Field of the Invention
Embodiments of the present invention include a system and method for integrating distributed energy resources (DERs) on a power grid distribution feeder. Specifically, one embodiment of the present invention includes a system and method to control a plurality of thermostatically controlled loads (TCLs) that collectively perform a useful function in connection with a power grid distribution feeder.
Description of the Related Art
Renewable resources are becoming more and more available and affordable due to the development of technology and the enactment of government policies. Renewables and specifically photovoltaics (PV) are playing an ever increasing role in the resource mix for utilities across the nation. Many of these resources pose new integration challenges compared to traditional power generation. Electric utilities are required to deliver reliable power to customers and must operate utility grids within strict limits, including power and voltage limits. As renewable energy becomes a larger player amongst the resources supplying energy to these utility grids, issues begin arising due to the intermittent nature of the renewable resources.

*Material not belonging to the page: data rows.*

PR #1535, opened 2026-09-14
Avoid session sidecars for in-memory storage

bmehta001:
## Summary

- treat SQLite's `:memory:` cache path as non-file-backed for session data
- prevent creation or deletion attempts for a physical `:memory:.ses` sidecar
- add regression coverage for create, reset, and delete

Borrowed from the fix in microsoft/onnxruntime#32538, where ONNX Runtime currently carries this as a dependency patch. This upstreams the behavior so consumers can receive it without maintaining a local patch.

## Validation

- WSL/Ubuntu 24.04: `LogSessionDataFuncTests.*` (5/5 passed)
- Windows/Visual Studio 2026: changed production and test translation units compile; the existing functional-test target then fails to link on unresolved `AITelemetrySystem` because Azure Monitor headers are auto-detected while its implementation is not linked
- `git diff --check`
- clang-format 20.1.8 on changed line ranges


bmehta001:
Fixed the cross-platform LoggerTests.LogSession_CanEventPropertiesBeSentReturnsTrue_CallsSubmit failure in 89ebcc5f. The :memory: path now generates ephemeral session timestamp/UID values while still suppressing the .ses sidecar. The exact failing unit test and the strengthened in-memory sidecar functional test pass on both Visual Studio 2026 and WSL.

bmehta001:
Merged microsoft/cpp_client_telemetry#1532 and fixed the two deterministic CI regressions from its new main state in 6bc46bff: older CMake FindSQLite3 modules are adapted from SQLite::SQLite3 to SQLite3::SQLite3, and Android setup no longer requests the removed SDK 	ools package. Local validation: installed system-package consumer 10/10 on CMake 3.28; focused session tests pass on Visual Studio 2026.

bmehta001:
Superseded by #1520

PR #1536, opened 2026-09-18
Fix Windows network detection leak and add periodic leak reports

### LINKED ISSUE #634: Periodic memory leak analysis reports
There are several known non-service impacting minor memory leaks in SDK:

- `RuntimeConfig_Default.hpp` - may have small leaks at initialization.

- FIFO Storage (used only for EXP configs, not used elsewhere) - appears to leak on config item read.

- initialization of NetworkDetector `lib/pal/desktop/WindowsDesktopNetworkInformationImpl.cpp:87`.

- possible leak in `void EventProperty::copydata(EventProperty const* source)` --- `as_string = new char[len + 1];`

- there could be a few others.

Need to allocate about a week of time to instrument CI runs with Dr. Memory ( https://drmemory.org/ ) on our Windows and Linux, Functional and Unit, test scenarios, as well as basic Sample app. And consistently track the # of leaks. Then eventually catch all leaks - log . Identify valid vs. false-positives, and resolve or document those that are non-service impacting.

bmehta001:
## Summary
- replace desktop `PublicNetworkListManager` use with `Windows.Networking.Connectivity`, preserving metered-network cost updates without loading the leaking `netprofm.dll`
- run Dr. Memory analysis on Windows and Linux after relevant changes reach `main`, with manual dispatch available on demand
- analyze unit tests, functional tests, and SampleCppMini with pinned, SHA-256-verified tooling
- publish leak counts to the job summary and retain raw reports for 90 days
- keep the current leak baseline non-gating while failing explicitly on instrumentation/target errors
- fail Windows leak analysis if `netprofm.dll` is loaded again

## Validation
- Visual Studio 2026 x64 Debug build of UnitTests and SampleCppMini
- focused Windows network/configuration tests: 31 passed
- GCC/WSL syntax check of SampleCppMini
- actionlint 1.7.12 and PowerShell parser validation
- hosted Dr. Memory runs on Windows and Linux, including the `netprofm.dll` regression gate

## Known instrumentation exclusion
- `BasicFuncTests.killSwitchWorks` remains covered by normal CI but is excluded under Dr. Memory because instrumentation changes its exact asynchronous drop count (400 observed versus 100 expected).
- `OfflineStorageTests_SQLite.StoreThousandEventsTakesLessThanASecond` remains covered by normal CI but is excluded under Dr. Memory because instrumentation invalidates its one-second wall-clock performance threshold (1.384 seconds observed).

Closes #634

Related external evidence: microsoft/onnxruntime-genai#2590


lib/pal/desktop/NetworkDetector.cpp
```diff
@@ -571,18 +302,21 @@ namespace MAT_NS_BEGIN
...
-                    // Wait for up to NETDETECTOR_COM_SETTLE_MS ms until:
-                    // - COM object is ready; OR
-                    // - COM object can't be started (pre-Win 8 scenario)
+                    // Wait for up to NETDETECTOR_START_TIMEOUT_MS ms until:
+                    // - the listener is subscribed; OR
+                    // - Windows Runtime network information is unavailable
                     int retry = 1;
                     constexpr int max_retries = 2;
-                    while (isRunning && cv.wait_for(lock, std::chrono::milliseconds(NETDETECTOR_COM_SETTLE_MS))
+                    while (isRunning && cv.wait_for(lock, std::chrono::milliseconds(NETDETECTOR_START_TIMEOUT_MS))
```
baijumeswani: `Start()` can stop waiting while the worker is still starting and has not created its message queue. If `Stop()` runs then, `PostThreadMessage()` can fail and the current code detaches the worker. The worker still uses fields from `NetworkDetector`, so destroying the detector can leave the worker using freed memory.

Please avoid detaching this thread. One option is to add a startup state such as `starting`, `ready`, or `failed`, signal it with the condition variable, and have `Start()` wait for a clear result. `Stop()` should request cancellation and join the worker on every path before the detector is destroyed. A test that delays startup past the timeout would help cover this case.

lib/pal/desktop/NetworkDetector.cpp
```diff
@@ -359,55 +149,37 @@ namespace MAT_NS_BEGIN
...
-            {
-                LOG_ERROR("cannot query IID_IUnknown!!!");
+            networkStatusCallbackState = std::make_shared<CallbackState>();
+            const auto callbackState = networkStatusCallbackState;
+            const auto currentNetworkCost = m_currentNetworkCost;
+            const auto networkInformation = networkInfoStats;
+            networkStatusChangedHandler = Callback<INetworkStatusChangedEventHandler>(
+                [callbackState, currentNetworkCost, networkInformation](IInspectable*) -> HRESULT {
+                    if (callbackState->acceptCallbacks.load(std::memory_order_acquire)) {
+                        RefreshNetworkCost(networkInformation.Get(), *currentNetworkCost);
```
baijumeswani: A callback can read `acceptCallbacks` as true just before shutdown changes it to false. That callback may then finish this call and broadcast `EVT_NET_CHANGED` after `Stop()` has returned and other SDK objects are being destroyed. The shared pointers keep the cache and COM object alive, but they do not keep event listeners safe.

A simpler shutdown model would be for this callback to post a refresh message to the listener thread instead of doing the refresh and broadcast here. Then unregistering the callback and joining the listener thread would guarantee that no network event is sent after `Stop()` returns. Please also add a test that races a network callback with shutdown.

.github/workflows/memory-leak-analysis.yml
```diff
@@ -0,0 +1,217 @@
+name: Memory leak analysis
+
+on:
```
baijumeswani, line 3: This workflow is described as periodic, but it has no scheduled trigger. It also reports the current counts without comparing them with an earlier result, so a leak increase can be missed unless someone checks each run by hand.

Please add a weekly or monthly `schedule` trigger. It would also help to keep a reviewed baseline and show a clear warning when any count increases. The warning can stay non-blocking at first, while tool false positives are sorted out.

lib/pal/desktop/NetworkDetector.cpp
```diff
@@ -8,94 +8,94 @@
...
+            }
+
+            boolean roaming = false;
+            boolean overDataLimit = false;
+            boolean approachingDataLimit = false;
+            NetworkCostType costType = NetworkCostType_Unknown;
+            if (FAILED(connectionCost->get_Roaming(&roaming)) ||
+                FAILED(connectionCost->get_OverDataLimit(&overDataLimit)) ||
+                FAILED(connectionCost->get_ApproachingDataLimit(&approachingDataLimit)) ||
+                FAILED(connectionCost->get_NetworkCostType(&costType))) {
```
baijumeswani: Windows also provides `BackgroundDataUsageRestricted`. This matters for a telemetry library because Windows may allow normal network use while asking apps to limit background transfers. Ignoring it can make this connection look less restricted than it is.

Please query `IConnectionCost2` when it is available and map `BackgroundDataUsageRestricted == true` to the SDK's restricted cost value. If the newer interface is not available, keep the current mapping. Add a mapping test for both the restricted and unsupported-interface cases.

baijumeswani (commented):
The WinRT change is useful and the leak jobs are a good start. I found four areas that should be tightened so shutdown is safe and the leak reporting fully meets the goal of #634. I added a suggested path forward to each inline comment.

lib/pal/desktop/NetworkDetector.cpp
bmehta001: Valid; fixed in fa092818. Start now waits for an explicit Ready/Failed startup result instead of returning after a timeout, and Stop always requests cancellation and joins the worker. The detach path is gone, so destruction cannot leave a worker using NetworkDetector fields.

lib/pal/desktop/NetworkDetector.cpp
bmehta001: Valid; fixed in fa092818. The WinRT callback now only queues NETDETECTOR_REFRESH to the listener thread and captures shared queue state, not detector resources. Stop disables further queueing, posts the stop message, and joins the listener, which guarantees no queued EVT_NET_CHANGED delivery after Stop returns. NetworkDetectorTests.QueuedNetworkCallbackRaceDoesNotOutliveStop exercises callback queueing concurrently with shutdown.

.github/workflows/memory-leak-analysis.yml
bmehta001: Valid; fixed in fa092818. The workflow now runs every Monday at 08:00 UTC and compares all nine leak/possible-leak/reachable metrics against a reviewed Windows/Linux baseline from successful run 35392664701. Increases emit explicit non-blocking GitHub warnings and are shown in the step summary.

lib/pal/desktop/NetworkDetector.cpp
bmehta001: Valid; fixed in fa092818. QueryCurrentNetworkCost now queries IConnectionCost2 when available, maps BackgroundDataUsageRestricted=true to the SDK restricted cost, and preserves the existing mapping when QueryInterface reports that IConnectionCost2 is unavailable. The restrictive mapping test now covers the new flag.

lib/pal/desktop/NetworkDetector.cpp
```diff
@@ -602,31 +393,27 @@ namespace MAT_NS_BEGIN
...
+                        networkStatusCallbackState->listenerThreadId.store(0, std::memory_order_release);
                     }
-                    else
+                    if (startupState == StartupState::Ready &&
+                        !PostThreadMessage(m_listener_tid, NETDETECTOR_STOP, 0, NULL))
                     {
-                        lk.unlock();
-                        netDetectThread.join();
-                        LOG_TRACE("NetworkDetector tid=%p has stopped.", m_listener_tid);
+                        LOG_WARN("NetworkDetector stop message could not be posted.");
```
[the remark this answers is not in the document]
bmehta001: Valid; fixed in 3dc04b1e. Shutdown now uses a manual-reset kernel event and MsgWaitForMultipleObjects, so it does not consume message-queue capacity and takes priority over queued refresh work. Stop disables new refresh posts, signals the event, and always joins. The callback/shutdown race passed 500 consecutive iterations with continuous queueing.

lib/pal/desktop/NetworkDetector.cpp
```diff
@@ -359,175 +182,146 @@ namespace MAT_NS_BEGIN
...
-
-            MSG msg;
-            PostThreadMessage(m_listener_tid, NETDETECTOR_START, 0, 0);
-            cv.notify_all();
+                const DWORD waitResult = MsgWaitForMultipleObjects(
+                    1,
+                    &stopEvent,
+                    FALSE,
+                    INFINITE,
+                    QS_ALLINPUT);
```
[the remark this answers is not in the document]
bmehta001: Valid; fixed in a30f5fd0. The listener now waits with MsgWaitForMultipleObjectsEx and MWMO_INPUTAVAILABLE, so already-queued refresh messages remain observable after one message is removed while the stop event still has priority. The continuous callback/shutdown race again passed 500 iterations.

lib/pal/desktop/NetworkDetector.cpp
```diff
@@ -540,18 +334,42 @@ namespace MAT_NS_BEGIN
...
+                    LOG_ERROR("Unable to create the network detector stop event.");
+                    startupState = StartupState::Failed;
+                    networkStatusCallbackState.reset();
+                    return false;
+                }
                 isRunning = true;
             }
 
             // Start a new thread. Notify waiters on exit.
             netDetectThread = std::thread([this]()
```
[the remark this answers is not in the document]
bmehta001: Valid; fixed in 1b3fc58d. Start and Stop now serialize every access to netDetectThread through m_lifecycleLock, while m_lock remains dedicated to worker state. Stop therefore cannot inspect joinable() between startup state publication and thread assignment. NetworkDetectorTests.ConcurrentStopWaitsForStartupPublication races Stop against startup and passed 25 repeated runs (500 lifecycle iterations). The same commit also adds TotalPossibleLeaks and TotalReachable to the job summary, addressing the suppressed reporting note.

bmehta001:
Addressed the latest review summary concern in commit d6bcef3a: `EVT_NET_CHANGED` is now dispatched through an independently owned, coalescing worker callback rather than synchronously on the detector listener. `Stop()` can therefore join the listener even when invoked reentrantly by an event handler, and the dispatch state prevents any later event. `NetworkDetectorTests.NetworkChangeListenerCanStopDetector` exercises the exact synchronous teardown path.

bmehta001:
Copilot's final suppressed note about excluding OfflineStorageTests_SQLite.StoreThousandEventsTakesLessThanASecond on Linux is not actionable. The Windows exclusion was added after the instrumented Windows run took 1.384 seconds. The hosted Linux Dr. Memory job in run 35392664701 executed the unfiltered unit-test binary, completed successfully, and produced its leak report. Keeping the test on Linux preserves coverage; only the platform demonstrated to violate the timing threshold is excluded.

lib/pal/desktop/NetworkDetector.cpp
```diff
@@ -359,199 +277,200 @@ namespace MAT_NS_BEGIN
...
-                if (GetNetworkInfoStats())
-                {
-                    LOG_INFO("create network list manager...");
-                    hr = CoCreateInstance(
-                        CLSID_NetworkListManager,
-                        nullptr,
-                        CLSCTX_ALL,
-                        IID_INetworkListManager,
-                        (void**)&pNlm);
+                    HRESULT hr = RoInitialize(RO_INIT_MULTITHREADED);
```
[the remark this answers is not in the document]
bmehta001: We don't need to support Windows 7-8.1

.github/memory-leak-baseline.csv
```diff
@@ -0,0 +1,7 @@
+Platform,Scenario,UniqueLeaks,TotalLeaks,LeakBytes,UniquePossibleLeaks,TotalPossibleLeaks,PossibleLeakBytes,UniqueReachable,TotalReachable,ReachableBytes
+Windows,unit-tests,10,113,4256,14,15,7206,467,644,227717
```
baijumeswani: Non-blocking: the latest successful run is already above this baseline for 8 Linux unit-test metrics and 4 Windows unit-test metrics. For example, possible-leak bytes increased from 3,452 to 208,600 on Linux and from 7,206 to 225,649 on Windows. Please check whether these increases are expected after the recent test and dependency changes. Then run the jobs again to confirm the numbers are stable and update this baseline with a short explanation if needed. This will keep future warnings useful.

baijumeswani (commented):
The earlier correctness concerns are addressed and the current CI checks pass. I have one non-blocking baseline follow-up.

baijumeswani (approved):

PR #3, opened 2014-03-20
Allow clamdscan to have a separate config file; use clamd's if not found

otheus:
Very simply, clamdscan needs the possibility of its own configuration file and with a fallback to clamd.conf. Although users can specify this on the command line, it's much nicer for packaging and deployment that it has its own configuration file that can be used out-of-the-box so to speak. 

With this relatively simple code change, we manage that. There is a caveat: I cannot glean from parseopts how to determine if the configuration option was set by the provided command-line option or if the setting comes from the default setting. The work around is commented in the code.


micksola:
While the idea and work here are sound, and this may be a direction we wish to move in the future, it will likely be as part of a larger configuration re-work as we move closer to a 1.0 release. For those reasons, and given the time that has passed (which requires a revisiting of clamdscan options to ensure completeness), it is unlikely we will be including this PR in upstream.

PR #6, opened 2014-08-05
Add missing const keyword in cl_update_hash()

antchan2:
This aligns the signature for _cl_update_hash()_ with OpenSSL's _EVP_DigestUpdate()_ used by the implementation.


micah-at-talos:
Applied in https://github.com/Cisco-Talos/clamav-devel/commit/09d896fe686b15b5ddd3fca861b96a3717738a92

PR #8, opened 2014-09-05
Initial work to provide better-usable fanotify for on-access scanning under Linux..

mgjani:
Modifies two existing configuration options and adds a third to allow
user to specify whether or not file access should be prevented based
on on-access scan results.


vrtadmin:
This has been fixed in our Internal GIT

PR #18, opened 2015-03-11
iso9660: return CL_VIRUS if any part fails

MarshallMiller:
return CL_VIRUS if any part fails rather than if the last scanned file or directory fails
honor the SCAN_ALL setting


vrtadmin:
This has been fixed in our Internal GIT

PR #22, opened 2015-06-18
Adds a module to use Prelude and connect to a prelude manager

ningirsu:
To enable prelude compile with ./configure --enable-prelude

In ClamAV configuration file set Prelude Enable on yes and choose an analyzer name with PreludeAnalyzerName (default ClamAV).

You need to have a prelude manager to use this module.


vrtadmin:
This has been fixed in our Internal GIT.

PR #27, opened 2015-09-25
Bugfix for Exclude UID settings

atomicturtle:
This corrects the behavior of OnAccessExcludeUID to accurately exclude the UID from OnAccess scanning (Ex: OnAccessExcludeUID 0)


micah-at-talos:
Sorry this PR sat idle for so long.  We chose to resolve the UID 0 issue a different way.

PR #43, opened 2015-11-22
Ported solution and source code to Visual Studio 2015 (Bug 11378)

keithjjones:
Fixed bug 11378

https://bugzilla.clamav.net/show_bug.cgi?id=11378

Broken: Setup projects

Invalidates pull requests #40 #41 #42


vrtadmin:
This has been fixed in our internal GIT

keithjjones:
Is that internal Git pushed here?

vrtadmin:
We generally sync the GIT on releases and builds.

vrtadmin:
But I believe this has been synced in the 0.99.3 branch.

PR #51, opened 2016-04-21
Allow matching credit cards only and add additional card ranges.

user-none:


libclamav/dlp.c
```diff
@@ -128,42 +128,43 @@ static int ssn_max_group[MAX_AREA+1] = { 0,
...
+    {222100, 272099, 16, 16, 1, 1, "Mastercard 2016"},
+    {300000, 305999, 14, 16, 1, 1, "Diner's Club - Carte Blanche"},
+    {309500, 309599, 14, 16, 1, 1, "Diner's Club International"},
+    {340000, 349999, 15, 15, 1, 1, "American Express"},
+    {352800, 358999, 16, 16, 1, 1, "JCB"},
+    {360000, 369999, 14, 16, 1, 1, "Diner's Club International"},
+    {370000, 379999, 15, 15, 1, 1, "American Express"},
+    {380000, 399999, 16, 16, 1, 1, "Diner's Club International"},
+    {400000, 499999, 16, 16, 1, 1, "Visa"},
+    {500000, 509999, 16, 16, 1, 0, "Maestro"},
```
AlexanderS: The `0` should be the is_cc field? Isn't the 6th field in iin_map_struct the `luhn` field?

user-none:
The struct was updated with new members.

ROCKNROLLKID:
Any chance to get ranges for Capital One and Amazon, too? (Or am I just not seeing them?)

user-none:
What do you mean by Capital One and Amazon ranges?

Capital One's cards are Visa or MasterCard. Amazon is a Chase Visa card. Both Visa and MasterCard are included in the patch. The ranges provided are for the card brands themselves which the issuers (Capital One, Chase...) issue cards on behalf of. It's not necessary to include a break down per issuer because the entire range is reserved for the given card brand. While it would be nice to have a full breakdown of issuer's sub ranges it's very difficult to get this info and can/does change weekly. Also, a file broken down to the issuer level is going to be massive.

When you see things like Amazon or PayPal credit card it's though a partnership with a bank issuing cards for a given card brand. It's just branding. The Amazon card for example, is a Chase Visa with Amazon's logo on it. It's still a Chase Visa card and falls within Visa's bin range because it's a Visa card.

ROCKNROLLKID:
Ah alright. Nevermind then.

micksola:
Hi, could you provide a compelling use case for this feature that outweighs the inherent potential for misuse?

user-none:
> Hi, could you provide a compelling use case for this feature that outweighs the inherent potential for misuse?

I don't understand your question. ClamAV currently supports searching for credit cards and blocking them. This patch is an enhancement to that functionality because the current code detects many things that aren't credit cards and blocks legitimate messages.

I don't see how making detection of an existing feature has potential for misuse.

This change set does two main things:

1. Adds better bin range detection to determine if a number could really be a credit card. This decreases false positives. The main reason for this change.

2. By default the patch blocks credit and other financial cards. An option was added to only match on credit cards and not other financial cards. Some types of card, such as gift, do not fall under PCI which is one of the big reasons people want to block credit cards. So, someone who wants to block credit cards because of PCI may not want to block gift cards. Hence making additional card type checks optional.

As for misuse with #2, an admin would need to actively configure allowing non-credit cards through.

micahsnyder:
Hi @user-none , we just merged an updated version of this PR into the 0.103 development branch (dev/0.103): https://github.com/Cisco-Talos/clamav-devel/commit/a6a355629d5add17d0af9b66d95aeaefa74d0a8b

Sorry this took so long!  Thank you for contributing this new feature.

PR #52, opened 2016-05-06
xml.m4 : improve buildability on multi-arch OS distros

jimklimov:
The original m4 snippet was unusable on systems where libraries are not necessarily in verbatim "/lib/" subdirectories (e.g. a 64-bit build on Solaris).

NOTE: Many other m4's in this directory would welcome similar rehaul, but it can wait - they happen to be reasonable (vs. Solaris build tools at least), when dependency's installation prefix is verbatim "/usr".

It also helps that 64-bit binary directories are prioritized in PATH in the build recipe (so proper `*-config` scripts are found to apply correct architecture settings) - and now `xml.m4` can newly benefit from this too.

### DIFF
--- a/m4/reorganization/libs/xml.m4
+++ b/m4/reorganization/libs/xml.m4
@@ -2,52 +2,87 @@
 want_xml="auto"
 AC_ARG_ENABLE([xml],
 [AS_HELP_STRING([--disable-xml], [do not include DMG and XAR support])],
-want_xml=$enableval, want_xml="auto")
+    [want_xml=$enableval], [want_xml="auto"])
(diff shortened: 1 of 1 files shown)


m-sola:
Some functionality here was doubled up on in https://github.com/Cisco-Talos/clamav-devel/commit/3f0ed8d46095090e8d0a5f06009153e145d348f5 but the rest was added via https://github.com/Cisco-Talos/clamav-devel/commit/1a5a89e9eecab34817d444e04e884648508fdffa to work with pr #103 

Thanks for your work on this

The increasing penetration rate of renewable resources into utility grids is prompting the development of new methods and approaches for improving power generation as well as managing demand (to the extent possible) in distribution feeders. The balance between the load and the generation will soon no longer be met with only dispatchable power generation, but will also be met with loads in a controllable fashion as well.
TCLs have been addressed as amongst the greatest potential for demand-side participation in the future electricity market. Based on the energy capacity of TCLs, end-users can participate in the load management in a non-disruptive fashion. This is also true in cases of vast power curtailment necessity for maintaining power grid stability.
Cooling loads in the US, moreover, represent more than 13% of the total energy consumption in commercial buildings during normal conditions, and can exceed this average during hot summer days. More specifically, this consumption can reach about 20% during peak demand periods, which consequently affects distribution and transmission infrastructures. Heating, ventilating and air-conditioning (HVAC) systems are the largest single contributor to the peak demand, and as an important instance of TCLs, play a significant role in the future of demand-side participation in the energy market. There is thus a need to develop a method of using TCLs in a load management problem.